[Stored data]

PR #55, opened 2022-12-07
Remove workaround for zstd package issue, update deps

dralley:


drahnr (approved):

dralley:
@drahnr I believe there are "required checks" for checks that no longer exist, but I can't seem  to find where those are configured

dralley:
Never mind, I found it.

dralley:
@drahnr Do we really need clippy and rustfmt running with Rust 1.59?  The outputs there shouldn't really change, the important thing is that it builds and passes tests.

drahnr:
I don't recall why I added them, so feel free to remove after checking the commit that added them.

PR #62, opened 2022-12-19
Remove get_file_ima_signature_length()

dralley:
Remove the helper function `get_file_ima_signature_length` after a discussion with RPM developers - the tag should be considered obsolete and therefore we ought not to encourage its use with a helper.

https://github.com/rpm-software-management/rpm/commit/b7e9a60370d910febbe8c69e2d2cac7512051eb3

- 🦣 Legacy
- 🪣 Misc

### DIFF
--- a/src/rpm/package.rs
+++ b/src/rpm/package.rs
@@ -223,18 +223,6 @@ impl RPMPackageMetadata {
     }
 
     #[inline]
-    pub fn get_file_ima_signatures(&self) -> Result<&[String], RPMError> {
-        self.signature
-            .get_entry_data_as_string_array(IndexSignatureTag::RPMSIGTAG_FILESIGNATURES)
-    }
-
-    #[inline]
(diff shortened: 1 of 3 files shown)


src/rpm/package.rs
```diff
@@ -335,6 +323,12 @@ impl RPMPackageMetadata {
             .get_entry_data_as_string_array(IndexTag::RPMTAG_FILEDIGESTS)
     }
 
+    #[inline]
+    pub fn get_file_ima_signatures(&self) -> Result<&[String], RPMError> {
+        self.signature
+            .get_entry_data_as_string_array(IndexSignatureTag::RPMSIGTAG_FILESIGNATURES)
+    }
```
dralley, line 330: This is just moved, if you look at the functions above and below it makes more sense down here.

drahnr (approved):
--
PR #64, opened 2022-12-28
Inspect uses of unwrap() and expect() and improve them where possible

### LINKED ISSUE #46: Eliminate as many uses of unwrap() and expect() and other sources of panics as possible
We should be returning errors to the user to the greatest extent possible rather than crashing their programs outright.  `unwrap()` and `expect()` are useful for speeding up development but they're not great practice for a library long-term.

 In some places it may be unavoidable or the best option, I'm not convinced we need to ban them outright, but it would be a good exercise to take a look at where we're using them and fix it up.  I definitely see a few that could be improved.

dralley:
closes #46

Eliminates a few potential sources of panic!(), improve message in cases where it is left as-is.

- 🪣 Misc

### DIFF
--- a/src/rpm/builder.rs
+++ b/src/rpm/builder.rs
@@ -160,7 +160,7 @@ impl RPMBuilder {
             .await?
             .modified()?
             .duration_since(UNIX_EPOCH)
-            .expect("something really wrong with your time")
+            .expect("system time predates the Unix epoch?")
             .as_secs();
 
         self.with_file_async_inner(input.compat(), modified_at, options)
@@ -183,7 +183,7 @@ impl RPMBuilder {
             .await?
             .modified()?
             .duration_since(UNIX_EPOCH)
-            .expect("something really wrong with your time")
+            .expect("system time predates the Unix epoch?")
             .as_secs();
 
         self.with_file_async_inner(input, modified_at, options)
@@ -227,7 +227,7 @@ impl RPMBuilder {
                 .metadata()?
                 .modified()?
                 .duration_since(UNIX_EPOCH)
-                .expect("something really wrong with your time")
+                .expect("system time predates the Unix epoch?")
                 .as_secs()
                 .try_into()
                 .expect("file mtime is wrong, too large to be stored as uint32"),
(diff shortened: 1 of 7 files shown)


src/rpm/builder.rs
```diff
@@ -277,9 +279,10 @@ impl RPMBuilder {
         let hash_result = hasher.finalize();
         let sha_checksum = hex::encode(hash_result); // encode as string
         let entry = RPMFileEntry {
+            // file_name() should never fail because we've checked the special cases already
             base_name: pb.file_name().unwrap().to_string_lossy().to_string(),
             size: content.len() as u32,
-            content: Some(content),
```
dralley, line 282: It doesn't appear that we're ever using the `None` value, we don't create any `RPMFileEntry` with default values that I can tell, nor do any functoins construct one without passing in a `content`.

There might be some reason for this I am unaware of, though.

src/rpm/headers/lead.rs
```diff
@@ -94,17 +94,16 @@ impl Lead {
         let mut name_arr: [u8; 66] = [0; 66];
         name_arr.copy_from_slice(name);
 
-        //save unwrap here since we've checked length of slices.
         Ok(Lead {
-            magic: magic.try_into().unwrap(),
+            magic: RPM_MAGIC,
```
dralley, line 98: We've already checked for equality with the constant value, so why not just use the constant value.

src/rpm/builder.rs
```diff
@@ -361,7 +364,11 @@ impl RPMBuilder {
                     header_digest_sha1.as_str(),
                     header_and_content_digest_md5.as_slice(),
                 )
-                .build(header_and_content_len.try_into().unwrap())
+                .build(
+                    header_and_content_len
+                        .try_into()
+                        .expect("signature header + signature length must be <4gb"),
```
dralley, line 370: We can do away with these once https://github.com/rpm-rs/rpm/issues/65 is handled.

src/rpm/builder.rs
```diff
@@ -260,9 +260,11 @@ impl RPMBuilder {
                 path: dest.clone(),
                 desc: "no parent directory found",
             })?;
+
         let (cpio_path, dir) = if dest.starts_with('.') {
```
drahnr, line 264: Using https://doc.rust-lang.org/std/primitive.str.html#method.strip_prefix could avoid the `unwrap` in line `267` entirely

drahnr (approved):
* * *
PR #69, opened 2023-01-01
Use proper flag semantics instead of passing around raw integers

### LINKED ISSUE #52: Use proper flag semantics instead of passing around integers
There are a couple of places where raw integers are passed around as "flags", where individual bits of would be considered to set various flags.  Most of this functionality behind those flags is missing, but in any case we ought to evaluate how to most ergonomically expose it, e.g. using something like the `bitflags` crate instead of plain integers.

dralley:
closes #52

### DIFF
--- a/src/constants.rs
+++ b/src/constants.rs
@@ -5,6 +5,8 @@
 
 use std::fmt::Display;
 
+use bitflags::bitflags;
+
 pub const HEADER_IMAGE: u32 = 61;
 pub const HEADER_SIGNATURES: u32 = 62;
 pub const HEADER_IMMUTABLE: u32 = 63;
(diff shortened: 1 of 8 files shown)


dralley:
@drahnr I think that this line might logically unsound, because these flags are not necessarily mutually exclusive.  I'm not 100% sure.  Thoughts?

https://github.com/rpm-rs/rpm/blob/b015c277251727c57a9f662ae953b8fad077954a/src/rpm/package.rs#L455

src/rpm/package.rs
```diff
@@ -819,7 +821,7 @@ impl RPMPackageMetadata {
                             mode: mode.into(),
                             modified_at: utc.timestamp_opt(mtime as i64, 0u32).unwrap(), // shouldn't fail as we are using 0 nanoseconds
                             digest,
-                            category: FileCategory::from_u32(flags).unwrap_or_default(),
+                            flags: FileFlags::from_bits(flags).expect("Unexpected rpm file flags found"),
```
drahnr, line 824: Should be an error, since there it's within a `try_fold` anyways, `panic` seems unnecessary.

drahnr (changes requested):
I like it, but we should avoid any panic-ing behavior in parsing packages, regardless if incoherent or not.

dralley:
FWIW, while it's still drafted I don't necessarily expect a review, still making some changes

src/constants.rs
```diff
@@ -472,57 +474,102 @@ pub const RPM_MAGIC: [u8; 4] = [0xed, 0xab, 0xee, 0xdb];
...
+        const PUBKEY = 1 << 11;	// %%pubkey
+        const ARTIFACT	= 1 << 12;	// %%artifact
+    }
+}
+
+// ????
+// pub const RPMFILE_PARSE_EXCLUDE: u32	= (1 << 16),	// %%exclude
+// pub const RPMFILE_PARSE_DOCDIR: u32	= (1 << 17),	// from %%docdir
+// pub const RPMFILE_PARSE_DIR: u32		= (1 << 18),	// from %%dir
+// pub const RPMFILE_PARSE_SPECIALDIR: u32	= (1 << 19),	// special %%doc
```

• HOW TO COMPLETE THIS TASK
List each line of the entries that holds the string "would".

• WRITTEN SOLUTION
 In some places it may be unavoidable or the best option, I'm not convinced we need to ban them outright, but it would be a good exercise to take a look at where we're using them and fix it up.  I definitely see a few that could be improved.
There are a couple of places where raw integers are passed around as "flags", where individual bits of would be considered to set various flags.  Most of this functionality behind those flags is missing, but in any case we ought to evaluate how to most ergonomically expose it, e.g. using something like the `bitflags` crate instead of plain integers.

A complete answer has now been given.